* **Requirement**: Scan the listing below and copy each line holding the word "some".

* **Records to process**:
Start of Block
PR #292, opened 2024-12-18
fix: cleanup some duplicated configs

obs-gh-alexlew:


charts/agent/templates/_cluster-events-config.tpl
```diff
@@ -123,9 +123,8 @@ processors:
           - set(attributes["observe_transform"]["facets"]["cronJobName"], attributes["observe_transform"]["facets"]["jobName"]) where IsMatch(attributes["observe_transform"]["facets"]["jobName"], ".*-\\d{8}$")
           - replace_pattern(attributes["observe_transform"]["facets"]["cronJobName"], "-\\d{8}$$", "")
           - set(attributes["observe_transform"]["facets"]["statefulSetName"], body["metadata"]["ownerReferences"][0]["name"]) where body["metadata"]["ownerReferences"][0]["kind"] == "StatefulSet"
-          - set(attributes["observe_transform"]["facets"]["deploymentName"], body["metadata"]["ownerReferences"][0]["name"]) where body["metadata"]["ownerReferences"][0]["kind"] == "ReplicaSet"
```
End of Block
Start of Block
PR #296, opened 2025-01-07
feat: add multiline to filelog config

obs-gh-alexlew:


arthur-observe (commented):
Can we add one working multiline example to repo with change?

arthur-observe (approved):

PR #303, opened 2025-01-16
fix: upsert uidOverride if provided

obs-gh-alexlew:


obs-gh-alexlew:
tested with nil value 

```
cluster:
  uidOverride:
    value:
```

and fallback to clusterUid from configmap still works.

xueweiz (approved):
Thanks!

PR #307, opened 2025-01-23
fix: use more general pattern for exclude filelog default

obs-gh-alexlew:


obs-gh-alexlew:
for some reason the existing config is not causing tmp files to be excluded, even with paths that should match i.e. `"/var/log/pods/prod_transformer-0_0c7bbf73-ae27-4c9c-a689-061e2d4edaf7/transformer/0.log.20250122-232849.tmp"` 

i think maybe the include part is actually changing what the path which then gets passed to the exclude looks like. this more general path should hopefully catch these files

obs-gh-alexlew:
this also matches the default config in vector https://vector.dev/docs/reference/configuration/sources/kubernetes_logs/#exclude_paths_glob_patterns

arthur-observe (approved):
End of Block
* **Answer**:
fix: cleanup some duplicated configs
for some reason the existing config is not causing tmp files to be excluded, even with paths that should match i.e. `"/var/log/pods/prod_transformer-0_0c7bbf73-ae27-4c9c-a689-061e2d4edaf7/transformer/0.log.20250122-232849.tmp"` 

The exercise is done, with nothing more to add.